>>

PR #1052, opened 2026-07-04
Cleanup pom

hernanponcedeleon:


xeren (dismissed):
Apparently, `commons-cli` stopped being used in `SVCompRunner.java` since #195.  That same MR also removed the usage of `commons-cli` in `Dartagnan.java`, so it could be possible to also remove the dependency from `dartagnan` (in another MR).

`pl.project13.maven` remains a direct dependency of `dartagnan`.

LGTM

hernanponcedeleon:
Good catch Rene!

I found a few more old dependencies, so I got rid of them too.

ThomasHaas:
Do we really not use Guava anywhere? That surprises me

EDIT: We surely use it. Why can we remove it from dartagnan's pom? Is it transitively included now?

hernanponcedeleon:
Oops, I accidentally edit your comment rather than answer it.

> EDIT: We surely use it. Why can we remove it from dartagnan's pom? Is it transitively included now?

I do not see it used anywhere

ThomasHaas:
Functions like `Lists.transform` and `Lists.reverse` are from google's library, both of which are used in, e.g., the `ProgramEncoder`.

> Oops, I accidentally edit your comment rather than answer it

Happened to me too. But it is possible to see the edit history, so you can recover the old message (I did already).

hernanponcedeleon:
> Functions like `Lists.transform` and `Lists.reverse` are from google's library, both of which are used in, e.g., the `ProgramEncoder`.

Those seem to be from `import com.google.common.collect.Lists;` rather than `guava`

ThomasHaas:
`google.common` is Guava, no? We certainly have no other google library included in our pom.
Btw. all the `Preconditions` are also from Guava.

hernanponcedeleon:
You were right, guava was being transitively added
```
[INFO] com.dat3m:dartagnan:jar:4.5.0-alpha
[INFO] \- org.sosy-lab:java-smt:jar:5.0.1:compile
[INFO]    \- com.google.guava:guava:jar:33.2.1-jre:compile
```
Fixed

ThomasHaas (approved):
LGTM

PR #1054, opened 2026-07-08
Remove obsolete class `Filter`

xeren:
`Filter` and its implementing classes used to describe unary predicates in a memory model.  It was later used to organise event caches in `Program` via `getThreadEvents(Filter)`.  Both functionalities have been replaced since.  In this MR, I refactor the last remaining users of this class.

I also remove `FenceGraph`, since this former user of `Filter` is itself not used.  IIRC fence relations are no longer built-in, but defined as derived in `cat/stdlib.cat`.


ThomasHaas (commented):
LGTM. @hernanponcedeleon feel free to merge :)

<<
>>

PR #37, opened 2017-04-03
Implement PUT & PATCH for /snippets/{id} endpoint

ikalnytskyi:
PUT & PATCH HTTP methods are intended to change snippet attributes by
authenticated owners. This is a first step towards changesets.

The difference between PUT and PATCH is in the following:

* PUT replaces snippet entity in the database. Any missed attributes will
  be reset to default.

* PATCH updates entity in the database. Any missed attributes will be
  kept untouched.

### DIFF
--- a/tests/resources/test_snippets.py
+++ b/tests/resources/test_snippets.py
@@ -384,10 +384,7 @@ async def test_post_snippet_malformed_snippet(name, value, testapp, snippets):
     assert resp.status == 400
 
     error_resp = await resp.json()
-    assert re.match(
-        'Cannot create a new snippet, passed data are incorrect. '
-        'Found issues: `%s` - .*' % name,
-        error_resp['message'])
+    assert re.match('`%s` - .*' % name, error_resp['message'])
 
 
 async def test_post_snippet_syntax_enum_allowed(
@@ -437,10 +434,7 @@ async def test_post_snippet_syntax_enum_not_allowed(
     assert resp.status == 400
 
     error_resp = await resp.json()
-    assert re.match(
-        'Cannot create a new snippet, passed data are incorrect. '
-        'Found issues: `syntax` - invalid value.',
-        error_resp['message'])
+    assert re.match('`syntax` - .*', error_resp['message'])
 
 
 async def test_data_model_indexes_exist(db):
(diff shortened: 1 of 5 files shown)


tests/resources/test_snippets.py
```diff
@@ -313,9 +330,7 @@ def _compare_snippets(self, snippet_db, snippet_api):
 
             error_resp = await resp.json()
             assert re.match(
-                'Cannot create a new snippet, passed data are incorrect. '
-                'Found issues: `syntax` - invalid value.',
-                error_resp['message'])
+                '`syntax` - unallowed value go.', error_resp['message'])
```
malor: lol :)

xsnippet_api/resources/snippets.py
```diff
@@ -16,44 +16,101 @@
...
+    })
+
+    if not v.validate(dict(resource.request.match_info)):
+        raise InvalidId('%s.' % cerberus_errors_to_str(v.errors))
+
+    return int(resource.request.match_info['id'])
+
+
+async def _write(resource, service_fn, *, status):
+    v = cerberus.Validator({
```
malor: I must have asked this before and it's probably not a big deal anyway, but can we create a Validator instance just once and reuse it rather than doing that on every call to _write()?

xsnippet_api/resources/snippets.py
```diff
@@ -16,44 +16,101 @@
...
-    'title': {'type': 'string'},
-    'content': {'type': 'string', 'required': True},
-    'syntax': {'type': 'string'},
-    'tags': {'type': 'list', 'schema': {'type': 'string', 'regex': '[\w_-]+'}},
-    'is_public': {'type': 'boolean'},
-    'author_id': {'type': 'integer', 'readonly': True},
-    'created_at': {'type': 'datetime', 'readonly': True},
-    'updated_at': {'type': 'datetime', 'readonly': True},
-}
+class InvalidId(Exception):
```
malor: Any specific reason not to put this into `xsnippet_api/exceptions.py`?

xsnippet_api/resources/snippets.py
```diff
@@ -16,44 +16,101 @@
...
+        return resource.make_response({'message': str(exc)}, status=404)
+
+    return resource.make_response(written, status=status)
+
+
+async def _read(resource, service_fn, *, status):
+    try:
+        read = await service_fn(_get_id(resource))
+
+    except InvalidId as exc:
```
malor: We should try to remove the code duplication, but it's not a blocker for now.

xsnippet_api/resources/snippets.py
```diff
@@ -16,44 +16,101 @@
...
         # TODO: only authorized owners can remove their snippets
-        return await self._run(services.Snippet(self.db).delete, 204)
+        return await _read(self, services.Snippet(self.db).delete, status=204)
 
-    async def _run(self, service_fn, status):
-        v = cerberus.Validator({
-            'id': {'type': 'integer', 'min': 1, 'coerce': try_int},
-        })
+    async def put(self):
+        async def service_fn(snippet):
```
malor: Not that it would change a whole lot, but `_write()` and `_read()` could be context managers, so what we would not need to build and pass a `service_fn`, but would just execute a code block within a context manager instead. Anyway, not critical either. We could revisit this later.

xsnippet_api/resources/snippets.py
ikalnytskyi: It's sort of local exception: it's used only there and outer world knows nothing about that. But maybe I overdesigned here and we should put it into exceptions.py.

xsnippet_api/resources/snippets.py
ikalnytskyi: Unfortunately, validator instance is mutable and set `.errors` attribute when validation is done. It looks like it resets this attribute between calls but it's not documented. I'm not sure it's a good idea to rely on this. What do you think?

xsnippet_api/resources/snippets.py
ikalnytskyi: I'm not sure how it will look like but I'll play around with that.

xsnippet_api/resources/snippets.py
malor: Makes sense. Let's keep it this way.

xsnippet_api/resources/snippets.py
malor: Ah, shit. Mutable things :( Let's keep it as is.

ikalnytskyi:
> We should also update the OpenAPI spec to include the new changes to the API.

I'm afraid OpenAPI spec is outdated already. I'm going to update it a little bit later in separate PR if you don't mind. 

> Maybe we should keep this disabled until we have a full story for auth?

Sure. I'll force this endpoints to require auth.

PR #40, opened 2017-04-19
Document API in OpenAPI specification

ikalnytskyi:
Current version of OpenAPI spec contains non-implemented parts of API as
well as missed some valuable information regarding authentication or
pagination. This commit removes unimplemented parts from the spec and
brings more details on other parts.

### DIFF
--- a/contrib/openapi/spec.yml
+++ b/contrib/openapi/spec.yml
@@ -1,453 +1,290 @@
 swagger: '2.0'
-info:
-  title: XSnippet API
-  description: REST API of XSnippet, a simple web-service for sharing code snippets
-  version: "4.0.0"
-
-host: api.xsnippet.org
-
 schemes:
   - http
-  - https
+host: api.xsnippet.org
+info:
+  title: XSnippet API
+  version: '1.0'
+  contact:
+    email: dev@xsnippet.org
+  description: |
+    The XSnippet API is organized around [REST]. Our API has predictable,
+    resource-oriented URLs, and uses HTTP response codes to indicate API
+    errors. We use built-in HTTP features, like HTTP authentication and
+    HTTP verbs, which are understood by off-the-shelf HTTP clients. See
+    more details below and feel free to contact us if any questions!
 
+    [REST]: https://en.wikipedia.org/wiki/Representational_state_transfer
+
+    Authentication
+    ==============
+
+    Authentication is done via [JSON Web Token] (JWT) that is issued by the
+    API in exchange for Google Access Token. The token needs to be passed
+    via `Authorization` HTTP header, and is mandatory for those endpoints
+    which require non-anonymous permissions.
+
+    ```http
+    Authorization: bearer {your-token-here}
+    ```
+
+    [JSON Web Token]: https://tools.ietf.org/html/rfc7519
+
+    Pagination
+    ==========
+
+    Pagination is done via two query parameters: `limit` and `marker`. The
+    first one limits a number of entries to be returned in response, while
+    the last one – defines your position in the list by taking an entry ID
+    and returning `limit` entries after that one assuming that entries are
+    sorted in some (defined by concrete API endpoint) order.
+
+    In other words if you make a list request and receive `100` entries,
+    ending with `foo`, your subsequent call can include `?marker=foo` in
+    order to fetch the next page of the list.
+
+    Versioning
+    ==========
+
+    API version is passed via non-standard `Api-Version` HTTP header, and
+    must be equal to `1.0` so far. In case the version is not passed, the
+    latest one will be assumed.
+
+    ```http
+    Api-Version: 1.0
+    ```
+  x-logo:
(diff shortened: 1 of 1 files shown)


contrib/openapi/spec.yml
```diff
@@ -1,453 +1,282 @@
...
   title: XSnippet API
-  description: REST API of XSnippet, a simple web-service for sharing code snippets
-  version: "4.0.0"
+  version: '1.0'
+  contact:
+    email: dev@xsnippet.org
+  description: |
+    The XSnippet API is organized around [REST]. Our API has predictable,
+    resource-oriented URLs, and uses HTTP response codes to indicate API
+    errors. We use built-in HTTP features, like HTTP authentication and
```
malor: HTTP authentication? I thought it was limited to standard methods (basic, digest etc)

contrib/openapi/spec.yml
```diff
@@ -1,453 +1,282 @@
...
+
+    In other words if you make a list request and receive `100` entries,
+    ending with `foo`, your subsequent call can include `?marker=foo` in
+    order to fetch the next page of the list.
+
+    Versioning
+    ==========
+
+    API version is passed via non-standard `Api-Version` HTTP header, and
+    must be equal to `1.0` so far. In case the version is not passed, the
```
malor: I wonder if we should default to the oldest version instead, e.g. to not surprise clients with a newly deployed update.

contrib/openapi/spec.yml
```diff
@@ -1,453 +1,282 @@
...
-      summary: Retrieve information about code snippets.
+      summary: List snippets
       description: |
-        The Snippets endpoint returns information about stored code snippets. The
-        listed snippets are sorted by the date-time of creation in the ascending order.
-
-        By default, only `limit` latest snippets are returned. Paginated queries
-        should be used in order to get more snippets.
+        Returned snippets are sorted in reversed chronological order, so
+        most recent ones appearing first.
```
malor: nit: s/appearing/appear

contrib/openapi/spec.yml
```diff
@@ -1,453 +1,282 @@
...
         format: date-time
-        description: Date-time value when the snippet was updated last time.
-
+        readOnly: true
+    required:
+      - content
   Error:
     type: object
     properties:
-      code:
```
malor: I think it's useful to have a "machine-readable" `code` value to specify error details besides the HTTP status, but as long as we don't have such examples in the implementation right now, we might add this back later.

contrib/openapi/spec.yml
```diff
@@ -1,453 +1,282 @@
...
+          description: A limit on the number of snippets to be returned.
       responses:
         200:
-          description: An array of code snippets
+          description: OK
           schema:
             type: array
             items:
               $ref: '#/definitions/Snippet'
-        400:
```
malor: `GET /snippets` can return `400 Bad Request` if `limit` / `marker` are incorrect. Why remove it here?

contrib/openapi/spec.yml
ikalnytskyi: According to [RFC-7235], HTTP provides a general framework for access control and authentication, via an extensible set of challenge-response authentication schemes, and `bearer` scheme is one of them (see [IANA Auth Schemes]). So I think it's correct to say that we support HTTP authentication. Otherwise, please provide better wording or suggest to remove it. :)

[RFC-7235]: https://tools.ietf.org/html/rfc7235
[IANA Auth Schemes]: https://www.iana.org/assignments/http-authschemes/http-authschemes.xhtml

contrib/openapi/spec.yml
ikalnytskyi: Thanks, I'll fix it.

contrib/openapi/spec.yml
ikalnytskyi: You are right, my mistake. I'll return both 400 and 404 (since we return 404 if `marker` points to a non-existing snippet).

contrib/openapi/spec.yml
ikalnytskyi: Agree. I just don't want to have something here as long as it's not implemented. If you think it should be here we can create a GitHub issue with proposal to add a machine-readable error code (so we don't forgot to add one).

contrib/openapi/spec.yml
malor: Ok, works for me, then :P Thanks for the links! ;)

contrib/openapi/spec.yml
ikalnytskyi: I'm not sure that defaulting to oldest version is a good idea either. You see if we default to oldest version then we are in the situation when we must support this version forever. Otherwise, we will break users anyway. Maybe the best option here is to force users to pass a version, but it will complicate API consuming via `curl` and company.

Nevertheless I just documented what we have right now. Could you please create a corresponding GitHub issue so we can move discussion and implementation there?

<<

> **What the task asks**
Search the entries for the word "endpoints" and show every line that has it.

> **Finished task**
Sure. I'll force this endpoints to require auth.
+    via `Authorization` HTTP header, and is mandatory for those endpoints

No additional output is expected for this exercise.